Some local officials reported residents having developed “earthquake phobia” keeping watch on their clock hanging inside their tents in evacuation sites, losing sleep with anxiety awaiting when the next tremor would be coming. With frayed nerves, some would panic over even slight ground shakings.

But this is not about the temblor as much as the response of people and the country’s leaders and responsible officials. Except for the government of China which donated P22 million in aid and support for relief efforts in Mindanao, hurray for China, other foreign countries just expressed condolences and messages of sympathy to families of victims. No pledges, no assistance. Perhaps, they can’t trust our government agencies to do the job for them anymore. To them, a shake of the baby rattle.

To the initial bunch of donors who immediately come with their financial assistance such as Yorme Isko Moreno of Manila with his P5 million personal money, Mayor Vico Sotto with relief goods and P14 million coming from the people of Pasig City, Mayor Marcy Teodoro of Marikina with 100 modular tents, movie star Angel Locsin who moved about sans fanfare for her charity work offering food and other assistance to victims in Davao and North Cotabato, to Mayor Inday Duterte for relief distribution, Cebu provincial government for disaster relief campaign and to the many nameless others who came with their relief aids, shake a rattle of joy and thankfulness for their kindness and generosity.

To our government officials and politicians goes our appeal to set aside politics, distribute the relief items according to the wishes of their donors and not allow goods to rot because of political colors as was shown in the previous administration’s handling of donated goods. To them, shake a rattle of enlightenment and peace.

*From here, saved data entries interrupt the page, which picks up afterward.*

PR #1016, opened 2018-04-23
glob pos plugin: correct gps velocity convention (NEU->ENU)

tstastny:


tstastny:
> We have functions to handle the frame tf.

Yes but this seems unnecessary in this case. To use the frame tf, one would anyway need to negate the vz on the input argument, then use the extra operations to again negative the already negated vz and flip the vx and vy. Note the vz comes in positive already from MAVLink on [GLOBAL_POSITION_INT](https://mavlink.io/en/messages/common.html#GLOBAL_POSITION_INT), it is not in NED format, but NEU.

Is this still preferable?

TSC21:
Actually you are right. I feel akward though that we are using Z-up, since it does not match the aircraft convention. Will merge as is.

mhkabir:
@TSC21 @tstastny I believe this is incorrect. The message description was originally incorrect and is now fixed : https://github.com/mavlink/mavlink/pull/892

tstastny:
@mhkabir good catch. you're right -- the uorb topics give NED. the mavlink.io page is still not updated though -- where could one PR this?

TSC21:
Then this is not right either https://github.com/mavlink/mavlink/pull/892/files#diff-ceacc1e2390186650146a45be8fcb691R3092. I think there's some inconsistency here. @julianoes can you comment on this? Thanks

Issue #1020, opened 2018-05-02
GPS horizontal accuracy


pavloblindnology:
What is the reason of using HDOP value for computing horizontal accuracy of `GPS_RAW_INT` message instead of using `h_acc` values contained in the message? HDOP value is a scale factor, so, at least it should be multiplied by some metric accuracy estimation. Otherwise, it gives unrealistically small values.
https://github.com/mavlink/mavros/blob/38c6fff5aebf8d474e2fc6cad429ec99382bc0dc/mavros/src/plugins/global_position.cpp#L175

vooon:
Just because that code done for a very long time before GPS_RAW_INT have extended with that fields.
And note, extension do not works with mavlink v1.0.

pavloblindnology:
Understood.
Can we use extension values if on mavlink v2.0 and HDOP otherwise?
Also, I'd add some metric accuracy estimation parameter to config file to be scaled by HDOP, VDOP.
Is it feasible?

TSC21:
> Understood.
Can we use extension values if on mavlink v2.0 and HDOP otherwise?
Also, I'd add some metric accuracy estimation parameter to config file to be scaled by HDOP, VDOP.
Is it feasible?

@pavloblindnology that seems reasonable to me. Can you please do a PR with it? Thank you!

PR #1034, opened 2018-05-24
GPS accuracy wo approximations

pavloblindnology:
GPS accuracy published by mavros is now based on accuracies reported by FCU in `GPS_RAW_INT` message if using mavlink v2.0. Otherwise they are approximated by HDOP & VDOP values, scaled by GPS User Equivalent Range Error (UERE) measured in meters.
According to #1020.

### DIFF
--- a/mavros/src/plugins/global_position.cpp
+++ b/mavros/src/plugins/global_position.cpp
@@ -59,6 +59,7 @@ public:
 		gp_nh.param<std::string>("frame_id", frame_id, "map");
 		gp_nh.param<std::string>("child_frame_id", child_frame_id, "base_link");
 		gp_nh.param("rot_covariance", rot_cov, 99999.0);
+		gp_nh.param("gps_uere", gps_uere, 1.0);
 		gp_nh.param("use_relative_alt", use_relative_alt, true);
 		// tf subsection
 		gp_nh.param("tf/send", tf_send, false);
@@ -127,6 +128,7 @@ private:
 	bool is_map_init;
 
 	double rot_cov;
+	double gps_uere;
 
 	Eigen::Vector3d map_origin {};	//!< geodetic origin of map frame [lla]
 	Eigen::Vector3d ecef_origin {};	//!< geocentric origin of map frame [m]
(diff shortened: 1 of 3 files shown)


mavros/src/plugins/global_position.cpp
```diff
@@ -168,12 +170,17 @@ class GlobalPositionPlugin : public plugin::PluginBase {
...
 
-		if (!std::isnan(eph)) {
-			const double hdop = eph;
-
-			// From nmea_navsat_driver
-			fix->position_covariance[0 + 0] = fix->position_covariance[3 + 1] = std::pow(hdop, 2);
-			fix->position_covariance[6 + 2] = std::pow(2 * hdop, 2);
+		// With FCU protocol v2.0 use accuracies reported by sensor
+		if (UAS_FCU(m_uas)->get_protocol_version() == mavconn::Protocol::V20 &&
+				raw_gps.h_acc > 0 && raw_gps.v_acc > 0) {
```
vooon: That is ok, but i think that bit faster: `msg->magic == MAVLINK_STX`.

- `MAVLINK_STX` = 0xfd (v2.0)
- `MAVLINK_STX_MAVLINK1` = 0xfe (v1.0)

vooon: Also that check is not depend on link configuration, because it always can receive v1 and v2 msgs.

mavros/src/plugins/global_position.cpp
```diff
@@ -168,12 +170,17 @@ class GlobalPositionPlugin : public plugin::PluginBase {
...
+			fix->position_covariance[0 + 0] = fix->position_covariance[3 + 1] = std::pow(raw_gps.h_acc / 1E3, 2);
+			fix->position_covariance[6 + 2] = std::pow(raw_gps.v_acc / 1E3, 2);
+			fix->position_covariance_type = sensor_msgs::NavSatFix::COVARIANCE_TYPE_DIAGONAL_KNOWN;
```
vooon: About filling cov matrix, i'd like to see Eigen::Map here ([ftf::EigenMapCovariance3d][1]), old code done long before we start to use Eigen.

[1]: http://docs.ros.org/lunar/api/mavros/html/group__nodelib.html#gabafbfa3aa489d1c304f320a417ce91d1

vooon: Pseudocode:
```cpp
ftf::EigenMapCovariance3d cov(fix->position_covariance.data());

xy = pow(...);
cov.diagonal() << xy, xy, z;
```

pavloblindnology:
Updated according to review.

mavros/src/plugins/global_position.cpp
vooon: Hmm, perhaps it is good idea to add `is_mavlink_v10` and `is_mavlink_v20()` inline helpers...
Will add that after merge.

In whatever disaster or crisis that befalls the country, trust Filipinos’ resiliency and coping mechanisms such as resorting to prayers and humor to come to their succor.

Social media become a natural venue for memes, practical jokes and bantering such as the ones which came after Pastor Apollo C. Quiboloy reportedly claimed that he caused to stop the earthquakes so they can no longer create damage. To everyone, shake a rattle of laughter and fun while we help provide for the needs of our less fortunate brethren in Cotabato and Davao provinces.